- Born: Roberts Burrell Gannaway Tulsa, Oklahoma, U.S.
- Education: University of Oklahoma
- Occupations: Screenwriter; producer; director; actor;
- Years active: 1988–present
- Children: 2 (including Hadley)

= Bobs Gannaway =

American screenwriter, producer, and director (born 1965)

Roberts Burrell Gannaway is an American screenwriter, producer, director, and actor. He is currently the showrunner for WondLa on Apple TV+.

== Early life ==
Gannaway was born in Tulsa, Oklahoma. He attended the University of Oklahoma, where he got a cartooning scholarship, and subsequently graduated from the USC School of Cinematic Arts.

== Career ==
Gannaway began working at Walt Disney Feature Animation, later writing for Warner Bros., The Walt Disney Company, and Paramount Pictures, including co‑writing Cats Don't Dance. He developed projects such as an adaptation of the novel Matilda.

At Hanna-Barbera, Gannaway contributed to 2 Stupid Dogs and Secret Squirrel, before joining Disney Television Animation in 1994 as supervising producer of the Emmy‑winning Timon & Pumbaa. He wrote, produced, and directed more than 300 half‑hours, including The Emperor's New School, Lilo & Stitch: The Series, House of Mouse, Mickey Mouse Works, and 101 Dalmatians: The Series.

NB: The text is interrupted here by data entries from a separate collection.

PR #653, opened 2023-12-29
Single Router Migration per DOCS-284

Chr1st0ph3rTurn3r:


docs/howto_router_migration.md
```diff
@@ -0,0 +1,38 @@
...
+title: Router Migration
+sidebar_label: Router Migration
+---
+
+This process is used to migrate an existing conductor-managed router to a new conductor and infrastructure. From the PCLI, the command can be run from the existing conductor to automatically migrate the router to the new conductor, or it can be run from the router itself. Before perfoming the procedure below, the new conductor must be installed and configured, and both the old and the new conductors must be reachable. For steps to install a conductor, see [Single Conductor Interactive Installation](single_conductor_install.mdx).
+
+### PCLI
+
+1. Export the router configuration from the old conductor, and import and commit the router configurations to the new conductor. Alternatively, you may be able to simply copy and paste the configuration to the new conductor. 
+2. Run the `migrate` command as follows:
```
ian-h-chamberlain, line 11: It might be good to clarify that only one of the two options is necessary. This reads to me as if you would need to do both in order.

ian-h-chamberlain (approved):

docs/howto_router_migration.md
```diff
@@ -7,28 +7,30 @@ This process is used to migrate an existing conductor-managed router to a new co
...
 
-1. Export the router configuration from the old conductor, and import and commit the router configurations to the new conductor. Alternatively, you may be able to simply copy and paste the configuration to the new conductor. 
-2. Run the `migrate` command as follows: 
+The `migrate` command automates the process of migrating a router to a new conductor. 
+
+Run the `migrate` command as follows: 
  - From the old conductor: `migrate conductor <new-address> router <router>`
  - From the router: `migrate conductor <new_address>`
 
+Alternatively, you can export the router configuration from the old conductor, and import and commit the router configurations to the new conductor. Or depending on the complexity of the configuration, you may be able to simply copy and paste the router configuration to the new conductor.
```
ian-h-chamberlain, line 16: Hmm, this isn't quite what I had in mind. The configuration export/import is always necessary, as far as I know — but either of the two bulleted `migrate conductor` commands mentioned could be used. I'd probably write something like this:

```suggestion
1. Export the router configuration from the old conductor, and import and commit the router configurations to the new conductor. Depending on the complexity of the configuration, you may be able to simply copy and paste the router configuration to the new conductor.
2. Run either of the following `migrate` commands:
 - From the old conductor: `migrate conductor <new-address> router <router>`
 - From the router: `migrate conductor <new_address>`
```

ian-h-chamberlain (dismissed):

docs/howto_router_migration.md
```diff
@@ -0,0 +1,39 @@
+---
+title: Router Migration
+sidebar_label: Router Migration
+---
+
+This process is used to migrate an existing conductor-managed router to a new conductor and infrastructure. From the PCLI, the command can be run from the existing conductor to automatically migrate the router to the new conductor, or it can be run from the router itself. Before perfoming the procedure below, the new conductor must be installed and configured, and both the old and the new conductors must be reachable. For steps to install a conductor, see [Single Conductor Interactive Installation](single_conductor_install.mdx).
```
MichaelBaj, line 6: "... the command can be run from the existing conductor to automatically migrate the router to the new conductor, or it can be run from the router itself"
Why the two different approaches? Why is one better than the other? Under what circumstances would you use one vs. the other? Can this be spelled out? If there is no difference, best to document a procedure using one approach only. Then add a footnote that the process can be done the other way, as needed.

docs/howto_router_migration.md
```diff
@@ -0,0 +1,39 @@
...
+
+### PCLI
+
+The `migrate` command automates the process of migrating a router to a new conductor. 
+
+1. Export the router configuration from the old conductor, and import and commit the router configurations to the new conductor. Depending on the complexity of the configuration, you may be able to simply copy and paste the router configuration to the new conductor.
```
MichaelBaj, line 12: I don't believe there is a way to export only a specific router's configuration @ian-h-chamberlain.
Can we enumerate the exact steps needed to obtain only the router's specific config?
Also, what about references to config outside of the router config model? Presumably those need to be copied over as well, else validation will fail.

MichaelBaj (changes requested):

docs/howto_router_migration.md
ian-h-chamberlain: Functionally, both methods should be the same in terms of what actually happens to the router. I'd guess that driving it from the conductor is normally preferred for convenience, but if the user wanted to debug / monitor the system during migration they might want to drive it from the router (since it will at some point become inaccessible from the old conductor as part of the migration).

docs/howto_router_migration.md
ian-h-chamberlain: That's true, and what it actually means to obtain a specific router's config probably varies per-deployment, since as you mention datamodel references to peers etc. would depend on the existing configuration. I'm not sure there's really a one-size-fits-all procedure for copying the configuration, but two options but the first thing that comes to mind would be something like this:

1. From the router PCLI (so it only includes config that applies to that router), `show config running flat > /tmp/router_config.txt`
2. Remove `conductor-address` from the config so that "import" doesn't overwrite it, and adjust any routing configuration that the router will need to be able to reach the new conductor
3. Copy `/tmp/router_config.txt` to the new conductor
4. In new conductor PCLI: `< /tmp/router_config.txt`
5. Perform migration with `migrate` command.

Step 2 is the most nebulous since it will depend on how the router reaches the new Conductor — if no special routing configuration is required then it might be trivial, but if management-over-forwarding is used or anything like that it could be more involved and deployment-specific.

Chr1st0ph3rTurn3r: I just did something similar to test my own theory about exporting just the router config. I opened the pcli for a router, did a show config running, and then ran 
```
admin@128t-west.128t-west# export config running west-router
✔ Exporting configuration...
Successfully exported configuration: /etc/128technology/config-exports/west-router.gz
```

ian-h-chamberlain (approved):

MichaelBaj (approved):

PR #730, opened 2024-06-12
Per commitment to customer, 6.2. release is to be extended to LTS

MichaelBaj:


MichaelBaj:
This was committed solely for one customer. Would like to honor this commitment for the one customer without supporting for all others.

PR #743, opened 2024-07-12
removing one BYOL bullet point that was mistakenly added

Chr1st0ph3rTurn3r:
and one that was never removed.


MichaelBaj (approved):
This request to remove must have come from @agrawalkaushik. If so, I approve.

PR #757, opened 2024-09-16
Add BYOL release notes

agrawalkaushik:


docs/intro_installation_byol_azure_mist.md
```diff
@@ -370,3 +370,33 @@ New-AzResourceGroupDeployment -ResourceGroupName <your-resource-group-name> `
 :::important
 When logging to the Linux instance via SSH use the default username of `t128` and the private key specified in the **Admin Public Key Data** field.
 :::
+
+## Release Notes
```
MichaelBaj, line 374: You are adopting the plugin release notes model wherein the guide has a trailing release notes section.
What does 1.1.0 refer to in this regard? Is this the BYOL image? How does a customer understand what version they are running?
IMO, we should have a separate release notes category for BYOL and list this information there instead. The configuration guides should be separate from the release notes.
@Chr1st0ph3rTurn3r This is consistent with our migration to the Juniper docs format, correct?

docs/intro_installation_byol_azure_mist.md
```diff
@@ -370,3 +370,33 @@ New-AzResourceGroupDeployment -ResourceGroupName <your-resource-group-name> `
...
+
+- **I95-58274** Azure instances can sometimes fail to successfully onboard on first boot.
+
+
+### Release 1.0.0
+
+**Release Date:** Sep 2nd, 2024
+
+#### New Features and Improvements
+- **I95-48255** BYOL Support for Mist Managed router
```
Chr1st0ph3rTurn3r, line 400: Put everything in one entry:
- **I95-48255 BYOL Support for Mist Managed router:** Created a new BYOL offering in Azure, to provide seamless onboarding for MIST managed Session Smart Routers. The offer enables various modes of operation using ARM templates, image-based, cloud-init based, and manual onboarding modes to best fit the end user workfow.

docs/intro_installation_quickstart_byol_mist_aws.md
```diff
@@ -326,3 +326,29 @@ If the EC2 instance deployed for the Session Smart software does not have access
...
+- **I95-58274** Serial console does not show any output in AWS BYOL image
+
+  _**Resolution:**_ The boot line for the BYOL image now contain the appopriate options ot enable the console to operate correctly.
+
+### Release 1.0.0
+
+**Release Date:** Sep 1st, 2024
+
+#### New Features and Improvements
+- **I95-48255** BYOL Support for Mist Managed router
```
Chr1st0ph3rTurn3r, line 352: Put everything in one entry:

- **I95-48255 BYOL Support for Mist Managed router:** Created a new BYOL offering in AWS, to provide seamless onboarding for MIST managed Session Smart Routers. The offer enables various modes of operation using CloudFormation templates, AMI-based, cloud-init based, and manual onboarding modes to best fit the end user workfow.

Chr1st0ph3rTurn3r (changes requested):

docs/intro_installation_byol_azure_mist.md
Chr1st0ph3rTurn3r: It is, and I thought about suggesting a release notes section for AWS and Azure, since they have separate "guides" in the docs now, and will be getting more with the 6.3 release (BYOL for conductor). Then I thought if there was a need to get it out right away, I would let it go as is for now and reformat the docs after this goes out as part of the 6.3 release. If Kaushik has the cycles and wants to do it now, that is fine with me. If not, I will get it reformatted over the next week or so.

agrawalkaushik: > What does 1.1.0 refer to in this regard? Is this the BYOL image? How does a customer understand what version they are running?

Yes. The version is visible on AWS. For Azure, its what they would by default pick the latest but for some reason if they needed/wanted to stick to an older version, they would get them via API and use in their templates.

agrawalkaushik: I'll update it to add a new sidebar for BYOL.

He was the executive producer of Mickey Mouse Clubhouse and developed Jake and the Never Land Pirates.

Gannaway also worked on Disney direct-to-video films, including Mickey's Magical Christmas: Snowed in at the House of Mouse, Mickey's House of Villains, and Stitch! The Movie. He co‑wrote/co‑directed Secret of the Wings with Peggy Holmes, co-wrote The Pirate Fairy, and directed Planes: Fire & Rescue.

Gannaway was the showrunner for Disney+'s Monsters at Work, introducing characters like Tylor Tuskmon and Val Little alongside returning Monsters, Inc. characters.

== Personal life and recognition ==
He lives in Los Angeles, California with his family. He has been nominated for 3 Daytime Emmy Awards and a Humanitas Prize (1998); and he received an Annie Award in 1997.